**WORKING DATA:**
PR #1150, opened 2018-12-12
JAVA-2058: Make programmatic config reloading part of the public API

olim7t:
Motivation:

Until now this was only possible via the internal API (by firing an
event on the bus). However this not such an exotic use case, it sounds
reasonable to expect that it will be commonly needed.

Modifications:

- add DriverConfigLoader.reload() and supportsReloading().
- remove ForceReloadConfigEvent, now obsolete since that was the only
  reason for its existence.

Result:

DriverConfigLoader is part of the public API and accessible through
DriverContext, so this does not require any internal imports anymore.

TODO:
- [x] update manual


core/src/main/java/com/datastax/oss/driver/internal/core/config/typesafe/DefaultDriverConfigLoader.java
```diff
@@ -123,10 +138,10 @@ public static DefaultDriverConfigLoaderBuilder builder() {
     private final EventExecutor adminExecutor;
     private final EventBus eventBus;
     private final DriverExecutionProfile config;
-    private final Object forceLoadListenerKey;
 
     private Duration reloadInterval;
-    private ScheduledFuture<?> reloadFuture;
+    private ScheduledFuture<?> periodicTaskHandle;
+    private CompletionStage<DriverConfig> currentReloadFuture;
```
tomekl007: unused

core/src/main/java/com/datastax/oss/driver/internal/core/config/typesafe/DefaultDriverConfigLoader.java
```diff
@@ -140,47 +155,59 @@ private SingleThreaded(InternalDriverContext context) {
...
       }
-      if (driverConfig.reload(configSupplier.get())) {
-        LOG.info("[{}] Detected a configuration change", logPrefix);
-        eventBus.fire(ConfigChangeEvent.INSTANCE);
-        Duration newReloadInterval = config.getDuration(DefaultDriverOption.CONFIG_RELOAD_INTERVAL);
-        if (!newReloadInterval.equals(reloadInterval)) {
-          reloadInterval = newReloadInterval;
-          scheduleReloadTask();
+      try {
+        if (driverConfig.reload(configSupplier.get())) {
```
tomekl007: I think that this method `dirverConfig.reload` could be named to smth like: `hasConfigChanged()` `checkIfConfigChange`. Currently, the name `reload()` is not telling the caller that it is checking if only change. From the name, I would guess that it triggers reload

core/src/main/java/com/datastax/oss/driver/internal/core/config/typesafe/DefaultDriverConfigLoader.java
```diff
@@ -140,47 +155,59 @@ private SingleThreaded(InternalDriverContext context) {
...
+          LOG.info("[{}] Detected a configuration change", logPrefix);
+          eventBus.fire(ConfigChangeEvent.INSTANCE);
```
tomekl007, line 195: could you tell me where that signal is used on the consumer side? I was not able to find that

core/src/test/java/com/datastax/oss/driver/internal/core/config/typesafe/DefaultDriverConfigLoaderTest.java
```diff
@@ -128,11 +129,11 @@ public void should_reload_if_forced() {
 
     configSource.set("int1 = 43");
 
-    eventBus.fire(ForceReloadConfigEvent.INSTANCE);
+    CompletionStage<Void> reloaded = loader.reload();
     adminExecutor.waitForNonScheduledTasks();
 
     assertThat(initialConfig).hasIntOption(MockOptions.INT1, 43);
-    Mockito.verify(eventBus).fire(ConfigChangeEvent.INSTANCE);
```
tomekl007: `reload()` is still `fire()` that event, so why we removed that check?

core/src/main/java/com/datastax/oss/driver/internal/core/config/typesafe/DefaultDriverConfigLoader.java
```diff
@@ -140,47 +155,59 @@ private SingleThreaded(InternalDriverContext context) {
...
       }
       if (reloadInterval.isZero()) {
         LOG.debug("[{}] Reload interval is 0, disabling periodic reloading", logPrefix);
       } else {
         LOG.debug("[{}] Scheduling periodic reloading with interval {}", logPrefix, reloadInterval);
-        reloadFuture =
+        periodicTaskHandle =
             adminExecutor.scheduleAtFixedRate(
-                this::reload,
+                () -> reload(null),
```
tomekl007: I don't understand what is an intention of passing `null` here. Is it for triggering reload without returning value to the user? If so I am suggesting to create some constant marker with `null` assigned to it. Like `TRIGGER_RELOAD_WITHOUT_RETURNIG_RESULT` and use that constant in the code. It will make the intention clean and signal that null here has a special meaning.

core/src/test/java/com/datastax/oss/driver/internal/core/config/typesafe/DefaultDriverConfigLoaderTest.java
olim7t: Right, I was thinking of the other event that I removed, this one is indeed still fired.
Will revert 👍

core/src/main/java/com/datastax/oss/driver/internal/core/config/typesafe/DefaultDriverConfigLoader.java
olim7t: It also reloads actually: `TypesafeDriverConfig` is mutable, and if the configuration has changed it will reflect the new values. I feel like `hasConfigChanged()` would make it sound like it only checks.
Do you think adding more explanations in the method's javadocs would be sufficient? Or maybe also rename the method to `updateWith(Config)`.

tomekl007: Docs is ok, when I looked into it the behavior was clear.
Maybe `relaoadAndCheckIfChanged()`?

core/src/main/java/com/datastax/oss/driver/internal/core/config/typesafe/DefaultDriverConfigLoader.java
olim7t: `MetadataManager.onConfigChanged()` and `ChannelPool.onConfigChanged()`. It's also intended for future 3rd-party components.

The trick is that `eventBus.register()` takes a `Class`, not an object, so it does not reference `INSTANCE`. I see how it can be deceptive so I'll add a comment in the enum.

core/src/main/java/com/datastax/oss/driver/internal/core/config/typesafe/DefaultDriverConfigLoader.java
olim7t: The method is now used in two cases:
* manual reload (added by this PR): we want to let the client application know when it's done, hence the `CompletionStage`.
* periodic reload (what was already there): happens in the background so nobody's listening directly, no need to create an unnecessary object.

So yeah `null` is just a simple way to say "no stage to complete", this is internal code so we don't need to be super fancy.
On the other hand this is not on the hot path so I wouldn't mind using `Optional`, would that make the code easier to read?

tomekl007: I don't think that Optional will make it cleaner. I am suggesting just adding constant and assigning `null` or `Optional` to it will be fine

olim7t: I added a shortcut to make the method reference more explicit, and a bit of documentation.

As for extracting a constant,  I don't think it improves things here because what we want to express is the absence of a reference, and this is precisely what `null` means (whereas if it's a constant it's not clear that you should never dereference it). Besides this is internal code, and contained to this short class, so it's pretty trivial.

core/src/main/java/com/datastax/oss/driver/internal/core/config/typesafe/DefaultDriverConfigLoader.java
olim7t: That's a bit of a mouthful... The problem if we try to express everything the method does is that this is endless, for example it also logs a warning if a profile was added at runtime.

I think `reload` will be fine. If there's any doubt as to what the result represents, the javadoc is only what shortcut/jump away.

tomekl007 (approved):

core/src/main/java/com/datastax/oss/driver/api/core/config/DriverConfigLoader.java
```diff
@@ -33,6 +39,25 @@
...
+   * @return a stage that completes once the attempt is finished. If a configuration change was
+   *     detected, it's also guaranteed that internal driver components have been notified by that
+   *     time; note however that some react to the notification asynchronously, so they may not have
+   *     completely applied all resulting changes yet. If this loader does not support programmatic
+   *     reloading &mdash; which you can check by calling {@link #supportsReloading()} before this
+   *     method &mdash; the stage will fail immediately with an {@link
+   *     UnsupportedOperationException}.
+   */
+  @NonNull
+  CompletionStage<Void> reload();
```
tolbertam: Would there be value in enclosing a `Boolean` value indicating whether or not the reload observed config changes, similar to how `TypeSafeDriverConfig#reload` returns a boolean if the config changed?  This may be a more direct way of understanding if the config has changed from a manual reload as opposed to registering for `ConfigChangeEvent`

tolbertam (approved):
Looks great.  Had a small suggestion, but not required if you don't think it is useful.

core/src/main/java/com/datastax/oss/driver/api/core/config/DriverConfigLoader.java
olim7t: Yes, that makes sense, I will add it.

tolbertam: changes look good :+1:

core/src/main/java/com/datastax/oss/driver/api/core/config/DriverConfigLoader.java
```diff
@@ -49,6 +49,7 @@
    *     changes yet. If this loader does not support programmatic reloading &mdash; which you can
    *     check by calling {@link #supportsReloading()} before this method &mdash; the stage will
    *     fail immediately with an {@link UnsupportedOperationException}.
+   * @throws UnsupportedOperationException if this loader does not support programmatic reloading.
```
olim7t: My idea was to returned a failed `CompletionStage`, not throw the exception directly.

**WHAT THIS TASK INVOLVES:**
Only the lines from the beginning of the material through the line with "event on the" should appear in the answer, each copied exactly.

**RESPONSE TO THE EXERCISE:**
PR #1150, opened 2018-12-12
JAVA-2058: Make programmatic config reloading part of the public API

olim7t:
Motivation:

Until now this was only possible via the internal API (by firing an
event on the bus). However this not such an exotic use case, it sounds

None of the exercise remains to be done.